*** Opening Data supplied ***

PR #1438, opened 2026-05-12
Server-side download URL generation

ponyisi:
This is a first pass at generating download URLs for ServiceX output on the server side. The client can request a list of files in a transform, and URLs will be returned.

We have a hook here for doing this with other backends, e.g. xrootd-based ones. At some point we also probably want to cache results for some length of time.


servicex_app/servicex_app/routes.py
```diff
@@ -156,6 +157,7 @@ def add_routes(
     prefix = "/servicex/transformation"
     api.add_resource(SubmitTransformationRequest, prefix)
     api.add_resource(AllTransformationRequests, prefix)
+    api.add_resource(FileURLGenerator, prefix + "/file_urls")
```
MattShirley: The convention is to use dashes in the route paths.

servicex_app/servicex_app/resources/transformation/file_urls.py
```diff
@@ -0,0 +1,96 @@
...
+from servicex_app.decorators import auth_required
+from servicex_app.models import TransformRequest
+from servicex_app.resources.servicex_resource import ServiceXResource
+
+import boto3
+
+
+class FileURLGenerator(ServiceXResource):
+    def __init__(self):
+        if True:  # S3 backend
```
MattShirley: Why is this conditional block needed? How does S3 hook in to this?

servicex_app/servicex_app/routes.py
ponyisi: Fixed this

servicex_app/servicex_app/resources/transformation/file_urls.py
ponyisi: Sorry, this is admittedly unclear. Basically, this is a placeholder for an if-statement for a different storage backend (e.g. xrootd).

MattShirley: Can you set a `backend` class attribute that is typed as a literal and defaults to "s3"? Then it can be used for the two conditional blocks.

MattShirley: I guess it actually shouldn't be a class attribute but an instance attribute so it's defined when the object is created

MattShirley: Actually thinking about this further, the backend is a global setting right (i.e. we don't support multiple backends)? Then the backend system should be defined in the helm values and can be used in the conditional here.

But also, when does the `__init__` method fire for flask routes like this? I don't see it commonly being used for resources (and there's no super call). Is one object created when the route is setup, or is one object created for every request? If the latter, then this `__init__` implementation would generate unnecessary boto objects. Instead, the client could be moved outside FileURLGenerator so one client is used consistently.

ponyisi: Yes, the intention was that when we actually figure out how we want to signal the backend system being used via the helm chart, that the conditional would work based on that. 

The `__init__` is, as far as I know, only called when the routes are being set up. I think the call to the superclass constructor is essentially a noop but I'll add it.

servicex_app/servicex_app/resources/transformation/file_urls.py
```diff
@@ -0,0 +1,97 @@
...
+from servicex_app.models import TransformRequest
+from servicex_app.resources.servicex_resource import ServiceXResource
+
+import boto3
+
+
+class FileURLGenerator(ServiceXResource):
+    def __init__(self):
+        super().__init__()
+        if True:  # S3 backend
```
BenGalewsky: I think this unused conditional is a bit ick - It's easy enough to indent this once we implement the next back end. For now this is just confusing

BenGalewsky (approved):
Cheers

PR #1448, opened 2026-05-19
remove need to specify app for flask CLI and update documentation

MattShirley:
Fix the FLASK_APP env variable definition (managed with helm). This will allow the flask CLI including `flask reports` to work without needing to specify an app location.


ponyisi (approved):
Very helpful, thanks!

PR #1455, opened 2026-05-21
add cancel all button to dashboard

### LINKED ISSUE #1296: Add Cancel All Button to Dashboard
While doing some work for the integration test @ArturU043 found that he was going through and canceling jobs on the dashboard one by one. 

Action:
Add a button that allows the user to cancel all of their current transforms.

MattShirley:
Adds Cancel All button to the Dashboard when ENABLE_AUTH=True. This will cancel all active transformations based upon the existing individual Cancel logic.

When ENABLE_AUTH=False, the button is not present and the route returns 400.


servicex_app/servicex_app/resources/transformation/cancel_all.py
```diff
@@ -0,0 +1,81 @@
...
+class CancelAllTransform(ServiceXResource):
+    @classmethod
+    def make_api(cls, transformer_manager: TransformerManager):
+        cls.transformer_manager = transformer_manager
+
+    @auth_required
+    def get(self):
+        if current_app.config.get("ENABLE_AUTH"):
+            user = self.get_requesting_user()
+            user_id = user.id if user is not None else None
```
ponyisi: How does the None case propagate?

servicex_app/servicex_app/resources/transformation/cancel_all.py
```diff
@@ -0,0 +1,81 @@
...
+            transform_reqs = TransformRequest.query.filter(
```
ponyisi: I feel Ben always likes these to be added to the model class so they can be reused easily

servicex_app/servicex_app/resources/transformation/cancel_all.py
```diff
@@ -0,0 +1,81 @@
...
+                TransformRequest.status.in_(_ACTIVE_STATUSES),
+            ).all()
+        else:
+            return {"message": "This is not available when auth is disabled"}, 400
+        canceled_ids = []
+        now = datetime.now(tz=timezone.utc)
+        namespace = current_app.config["TRANSFORMER_NAMESPACE"]
+        for transform_req in transform_reqs:
+            request_id = transform_req.request_id
+            if transform_req.status in (
```
ponyisi: Possible race condition if something moves from pending_lookup to running before cancellation?

servicex_app/servicex_app/resources/transformation/cancel_all.py
```diff
@@ -0,0 +1,81 @@
...
+_ACTIVE_STATUSES = [s for s in TransformStatus if not s.is_complete]
+
+
+class CancelAllTransform(ServiceXResource):
+    @classmethod
+    def make_api(cls, transformer_manager: TransformerManager):
+        cls.transformer_manager = transformer_manager
+
+    @auth_required
+    def get(self):
```
BenGalewsky: Not to be "that guy", but this should be a POST and not a GET since it is taking an action...

MattShirley: Yeah you're right, I copied the pattern from the existing `cancel` route.

MattShirley: Both Cancel and Cancel All were updated to use post.

servicex_app/servicex_app/resources/transformation/cancel_all.py
MattShirley: Two class methods were added to support this.

servicex_app/servicex_app/resources/transformation/cancel_all.py
MattShirley: It now explicitly throws a 400 error.

servicex_app/servicex_app/resources/transformation/cancel_all.py
ponyisi: Hm, can `cancel` be called by the frontend CLI?

BenGalewsky: Yes, it can... I'm not sure it's worth making a breaking change over. Maybe keep cancel endpoint a GET and make CancelAll a POST.

Good catch, @ponyisi

MattShirley: I've reverted the cancel to use get.

Could we support the same logic on both get and post and then deprecate the get on some timeline?

ponyisi: Sounds reasonable. (Sounds like a feature flag. :-) )

MattShirley: @ponyisi @BenGalewsky this has been finalized, with an additional frontend PR added to support it.

servicex_app/servicex_app_test/test_models.py
```diff
@@ -160,3 +166,63 @@ def test_threshold_reached_handles_none(self, app_context):
             # Assert
             assert result is None
             mock_conn.execute.assert_called_once()
+
+
+class TestShutdownPod:
```
BenGalewsky: Why are these tests here, and not in test_transformer_manager.py?

servicex_app/servicex_app/models.py
```diff
@@ -246,6 +251,35 @@ def to_json(self):
...
+        return (
+            cls.query.filter(
+                cls.submitted_by == user.id,
+                cls.status.in_(active_statuses),
+            )
+            .with_for_update()
+            .all()
+        )
+
+    def shutdown_pod(self, transformer_manager: TransformerManager):
```
BenGalewsky: This doesn't belong in the database models. I think it should be an operation in transformer_manager.py

servicex_app/servicex_app/resources/info.py
```diff
@@ -37,5 +37,6 @@ def get(self):
             "capabilities": [
                 "poll_local_transformation_results",
                 "long_sample_titles_10240",
+                "post_cancel_transform",
```
BenGalewsky: I find this name confusing... it sounds like it describes something that happens after a cancel (post-cancel-bliss). Maybe `cancel_transform_post_method` or somthing

servicex_app/servicex_app/models.py
ponyisi: Agree, in my earlier comment I just meant that the DB query (`active_user_transformations`) should be  in the model class

ponyisi (approved):
I think all comments have been addressed here.

PR #1456, opened 2026-05-21
Allow sites to mount CVMFS in transformer pods

ponyisi:
Adds a `values.yaml` hook to enable sites to specify a Kubernetes `volume` with CVMFS to mount inside transformer containers.


servicex_app/servicex_app/transformer_manager.py
```diff
@@ -44,6 +45,25 @@
 
 from servicex_app.models import TransformRequest, TransformStatus
 
+UPPER_FOLLOWED_BY_LOWER_RE = re.compile("(.)([A-Z][a-z]+)")
```
BenGalewsky, line 50: Maybe a comment here about why this is needed?

BenGalewsky:
This looks great. I do wonder if we need more extensive documentation than just a few cells in reference.md

@ponyisi - do you think this is ready to release into the wild? Have you tested it on river?

ponyisi:
@BenGalewsky I think it's good to go but an rc would be really appreciated to fully check the helm chart behavior.

I wonder if we need some kind of broader deployment guide to give something more than just the `values.yaml` documentation?

BenGalewsky (approved):
Ok - let's try this out in the wild! I'll build a pre-release

PR #1457, opened 2026-05-24
Replace slashes by underscores and not colons

ponyisi:
Having colons in the object names causes issues with URL generation and fsspec, since colons have a special meaning in URL parsing and fsspec language. Underscores are much more neutral.


BenGalewsky (approved):
Sounds good

PR #197, opened 2020-04-08
Allow specifying gen/gen and friends on map entries

plexus:
Map entry properties are a bit different from properties on regular schemas,
which means the :gen/gen, :gen/elements and :gen/fmap don't work there the way
you might expect. This adds support for these.


ikitommi:
Thanks for the PR. This got finally resolved via redesigning how the map-entries are handled, see #212

Issue #37, opened 2019-08-15
Derive schemas out of value, e.g. schema-provider


ikitommi:
like https://github.com/stathissideris/spec-provider, but for malli. This is needed already in figuring out `:enum` schema types in #30 (currently `nil` transformer`)

ikitommi:
example with json-schema: https://jsonschema.net/

ikitommi:
done

PR #200, opened 2020-05-03
#37 decode int? on cljs different from clj

geraldodev:
Javascript  parseInt is lenient with "+1-2" "1abc" resulting integer one.
Long/parseLong recognizes the sign at the start of the string.
So I've made a \D expression ignoring the first character and return ##Nan if it's found.
Just to be more like clojure. I think we can do this because we are parsing base 10 numbers.
The if string? already guards for string so its safe to call subs and re-find.

### DIFF
--- a/src/malli/transform.cljc
+++ b/src/malli/transform.cljc
@@ -82,7 +82,9 @@
   (if (string? x)
     (try
       #?(:clj  (Long/parseLong x)
-         :cljs (let [x' (js/parseInt x 10)]
+         :cljs (let [x' (if (re-find #"\D" (subs x 1))
+                          ##NaN
+                          (js/parseInt x 10))]
                  (if (js/isNaN x') x x')))
       (catch #?(:clj Exception, :cljs js/Error) _ x))
     x))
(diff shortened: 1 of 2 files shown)


src/malli/transform.cljc
```diff
@@ -82,7 +82,9 @@
   (if (string? x)
     (try
       #?(:clj  (Long/parseLong x)
-         :cljs (let [x' (js/parseInt x 10)]
+         :cljs (let [x' (if (re-find #"\D" (subs x 1))
```
ikitommi, line 85: I think it would be better to use `js/Number` here, and test the result with `js/Number.isInteger`.

ikitommi: Would guess the performance is better but also the number logic stays elsewhere. What do you think.

geraldodev: After making the pull. I've tried isFinite to get rid of the re-find. But I've abandoned because it let numbers like '2e2' pass. And it's not on par with clojure parseLong. Number/isInteger suffers from the same problem. Number('2e2') = 200 .

ikitommi:
thanks!!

*** Closing Data supplied ***

Among the lines of the data, find every one that holds "found" and copy it.

● Response:
While doing some work for the integration test @ArturU043 found that he was going through and canceling jobs on the dashboard one by one. 
So I've made a \D expression ignoring the first character and return ##Nan if it's found.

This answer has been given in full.